Does this happen every time?
Yes.

Other information:
Comment 2 Daniel Veillard 2008-07-04 11:43:21 UTC
Not a libxslt bug, a libxml2 one. Or rather an efficiency trade-off
as explained on-list

-----------------------------------------------
  You ask for something impossible. You get a non-xml document instead of
getting an immediate failure.
  It's a trade-off, unrelated to libxslt, it's actually in libxml2.
The transcoding is done on a preserialized UTF-8 document (or document
fragment), detecting the error means each time a character is not serializable
in the target encoding, when issuing the escaped sequence to do a rewind lookup
and try to guess (it's guessing because at that point you're manipulating
strings there is no notion of document structure) if you're within 
markup or within content.
  Basically it makes everybody pay a rather hight cost for the few who asked
for something impossible.
  The current state is there since the beginning of libxml2 (nearly a decade)
so the bug is extremely uncommon. This makes me even less comfortable with
the expansion of the cost. Again, it's a trade-off, a concious one, for 
more informations see libxml2 encoding.c around line 2057 that's where the
escaping is done. If you see another way to handle this not penalizing
heavilly the normal process, I'm all for fixing this.
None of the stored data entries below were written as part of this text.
PR #583, opened 2018-05-04
Add support for tags in the commitlog

richardartoul:


persist/fs/commitlog/writer.go
```diff
@@ -27,12 +27,15 @@ import (
 	"os"
 	"time"
 
+	"github.com/m3db/m3x/ident"
```
robskillington: nit: Import order grouping.

persist/fs/commitlog/reader.go
```diff
@@ -405,12 +409,37 @@ func (r *reader) decodeAndHandleMetadata(
...
+	var (
+		tags        ident.Tags
+		tagBytesLen = len(decoded.Tags)
+	)
+	if tagBytesLen != 0 {
+		tagsBytes := r.checkedBytesPool.Get(len(decoded.Tags))
+		tagsBytes.IncRef()
+		tagsBytes.AppendAll(decoded.Tags)
+		tagsBytes.DecRef()
+		tagDecoder.Reset(tagsBytes)
```
robskillington: You're going to clone the bytes below, perhaps best to keep a `checked.Bytes` around and pass it to the `tagDecoder`?  Will avoid the pooling/locking of tag bytes.

e.g. 
```go
// some cached checked.Bytes somewhere
tagBytes := checked.NewBytes(nil, nil)


tagBytes.Reset(decoded.Tags)
tagDecoder.Reset(tagBytes)

// .. clone the tags from the decoder
```

storage/bootstrap/bootstrapper/commitlog/source.go
```diff
@@ -348,7 +350,7 @@ func (s *commitLogSource) mergeShard(
 			if shardResult == nil {
 				shardResult = result.NewShardResult(len(unmergedShard.encodersBySeries), s.opts.ResultOptions())
 			}
-			shardResult.AddSeries(unmergedBlocks.id, nil, seriesBlocks) // FOLLOWUP(prateek): include tags in commit log reader
+			shardResult.AddSeries(unmergedBlocks.id, unmergedBlocks.tags, seriesBlocks)
```
robskillington: Nice, perhaps add a similar bootstrapper integration test for the commit log similar to the fs one?

persist/fs/commitlog/reader.go
richardartoul: oh duh, thanks

storage/bootstrap/bootstrapper/commitlog/source.go
richardartoul: Discussed in person, gonna hold off and add one for the index in the next P.R

persist/schema/types.go
```diff
@@ -92,4 +92,5 @@ type LogMetadata struct {
 	ID        []byte
 	Namespace []byte
 	Shard     uint32
+	Tags      []byte
```
robskillington: nit: Should we call this `EncodedTags`?  I don't feel strongly, however it is what it's called in the `IndexEntry`.

PR #584, opened 2018-05-05
Create storage/index.Block type

prateek:
Changes:
- Creates a new type: index.Block - a collection of m3ninx Segments - for a defined boundary of time.
- Migrates the namespaceIndex to be backed by a single Block (for now) 
- Just a heads up, this PR has about ~200 lines of code changes, rest of it is refactor/tests. 

Note: More changes involving the block rotation follow in a subsequent PR. This is broken up for easier review and to be compatible with the version on master being used for testing in m3coordinator.


storage/index/block.go
```diff
@@ -0,0 +1,377 @@
...
+		// NB: releasing all references to inserts
+		for _, insert := range inserts {
+			insert.OnIndexSeries.OnIndexFinalize()
+		}
+		return WriteBatchResult{
+			NumError: int64(len(inserts)),
+		}, writeBatchErrorInvalidState(b.state)
+	}
+
+	// FOLLOWUP(prateek): docs array pooling
```
robskillington: Hm, since writes to the index are batched you could take a write lock in this method and cache the slice on the index block itself?  Can avoid pooling that way.

storage/index/block.go
```diff
@@ -0,0 +1,377 @@
...
+	}, partialErr
+}
+
+func (b *block) executorWithRLock() (search.Executor, error) {
+	var (
+		readers = make([]m3ninxindex.Reader, 0, 1+len(b.bootstrappedSegments))
+		success = false
+	)
+
+	// cleanup in case shit breaks
```
robskillington: super nit: Obviously not a big deal, but maybe `s/shit/all the things/`?

storage/index/block.go
prateek: Definitely. That was the plan but didn't do it cause this code used to live in the index until this PR. Will make the change now.

storage/index/block.go
prateek: sure thing

storage/index/block.go
prateek: done

storage/index/block.go
prateek: done

PR #591, opened 2018-05-07
Include SnapshotEnabled when converting from proto to Namespace

richardartoul:


storage/namespace/convert.go
```diff
@@ -103,6 +103,7 @@ func ToMetadata(
 		SetCleanupEnabled(opts.CleanupEnabled).
 		SetRepairEnabled(opts.RepairEnabled).
 		SetWritesToCommitLog(opts.WritesToCommitLog).
+		SetSnapshotEnabled(opts.SnapshotEnabled).
```
prateek: could you add a simple test for this too (not just the prop test)

PR #595, opened 2018-05-07
Make decoder re-usable across `Reset()` calls

prateek:


serialize/decoder.go
```diff
@@ -127,7 +128,7 @@ func (d *decoder) decodeID() (ident.ID, error) {
 	}
 
 	if limit := d.opts.TagSerializationLimits().MaxTagLiteralLength(); l > limit {
-		return nil, fmt.Errorf("tag literal too long [ limit = %d, observed = %d]", limit, int(l))
+		return nil, fmt.Errorf("tag literal too long [ limit = %d, observed = %d] ", limit, int(l))
```
richardartoul: I think you didn't make these spaces consistent

prateek: thanks for the catch. def a typo

PR #598, opened 2018-05-08
Re-wire indexing configuration

prateek:


services/m3dbnode/config/config_test.go
```diff
@@ -186,6 +186,16 @@ pooling:
         capacity: 4096
         lowWatermark: 0.01
         highWatermark: 0.02
+    tagArrayPool:
+        size: 4096
```
robskillington: Might want to use a little higher considering this is kind of like an example config.  Perhaps 65536?

services/m3dbnode/config/config_test.go
```diff
@@ -186,6 +186,16 @@ pooling:
...
+        capacity: 8
+        maxCapacity: 32
+        lowWatermark: 0.01
+        highWatermark: 0.02
+    indexResultsPool:
+        size: 4096
```
robskillington: Probably won't be more than 4k distinct queries at any one point in time I guess, 8192 might be safer though.

services/m3dbnode/config/config_test.go
prateek: Sure thing

services/m3dbnode/config/config_test.go
prateek: Sure thing

prateek: done

services/m3dbnode/config/config_test.go
prateek: done

PR #605, opened 2018-05-08
Bootstrap index from commitlog

richardartoul:


storage/bootstrap/bootstrapper/commitlog/source_index_test.go
```diff
@@ -0,0 +1,271 @@
...
+	md, err := namespace.NewMetadata(testNamespaceID, namespaceOptions)
+	require.NoError(t, err)
+
+	now := time.Now()
+	start := now.Truncate(indexBlockSize)
+
+	fooTags := ident.Tags{ident.StringTag("city", "ny"), ident.StringTag("conference", "monitoroma")}
+	barTags := ident.Tags{ident.StringTag("city", "sf")}
+	bazTags := ident.Tags{ident.StringTag("city", "oakland")}
+	foo := commitlog.Series{Namespace: testNamespaceID, Shard: 0, ID: ident.StringID("foo"), Tags: fooTags}
```
prateek: nit: could you use a var instead of `0` (and similarly in the the references below) and in the bootstrap request line (`targetRanges := result.ShardTimeRanges{0: ranges, 1: ranges, 2: ranges, 5: ranges}`). it'd be a lot clearer that way

richardartoul: done (used shardZero + arithmetic to get the other shards)

storage/bootstrap/bootstrapper/commitlog/source.go
```diff
@@ -275,6 +276,37 @@ func (s *commitLogSource) shouldEncodeSeries(
 	return ranges.Overlaps(blockRange)
 }
 
+func (s *commitLogSource) shouldIncludeInIndex(
```
robskillington: nit: Maybe `shouldIndexSeries` is more similar to the other method?

storage/bootstrap/bootstrapper/commitlog/source.go
```diff
@@ -275,6 +276,37 @@ func (s *commitLogSource) shouldEncodeSeries(
...
+	shard uint32,
+	ts time.Time,
```
robskillington: Any reason why this is `ts time.Time` vs `dp ts.Datapoint` in the other method?  Can we make these symmetrical, either one or the other?

storage/bootstrap/bootstrapper/commitlog/source.go
```diff
@@ -492,15 +524,88 @@ func (s *commitLogSource) ReadIndex(
...
+
+	for iter.Next() {
+		series, dp, _, _ := iter.Current()
+		if !s.shouldIncludeInIndex(
+			series.Shard, dp.Timestamp, highestShard, indexBlockSize, bootstrapRangesByShard) {
+			continue
+		}
+
+		segment, err := indexResults.GetOrAddSegment(
+			dp.Timestamp, ns.Options().IndexOptions(), s.opts.ResultOptions())
```
robskillington: Maybe pull these two vars so that these options aren't resolved by a method call each loop iter?

storage/bootstrap/bootstrapper/commitlog/source.go
richardartoul: Yeah I'm planning on renaming the other method. I think its a bad name because it evaluates its on a datapoint-per-datapoint basis

richardartoul: Just didn't wanna do it in this P.R

storage/bootstrap/bootstrapper/commitlog/source.go
richardartoul: sure I just figured I'd only pass the required information. Will update the other method.

storage/bootstrap/bootstrapper/commitlog/source.go
richardartoul: yeah duh, my bad

storage/bootstrap/bootstrapper/commitlog/source.go
robskillington: No problems.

But right now I
don't see a solution.
-----------------------------------------------

Daniel
Comment 3 GNOME Infrastructure Team 2021-07-05 13:24:18 UTC
GNOME is going to shut down bugzilla.gnome.org in favor of gitlab.gnome.org.
As part of that, we are mass-closing older open tickets in bugzilla.gnome.org
which have not seen updates for a longer time (resources are unfortunately
quite limited so not every ticket can get handled).

If you can still reproduce the situation described in this ticket in a recent
and supported software version, then please follow
  https://wiki.gnome.org/GettingInTouch/BugReportingGuidelines
and create a new ticket at
  https://gitlab.gnome.org/GNOME/libxml2/-/issues/

Thank you for your understanding and your help.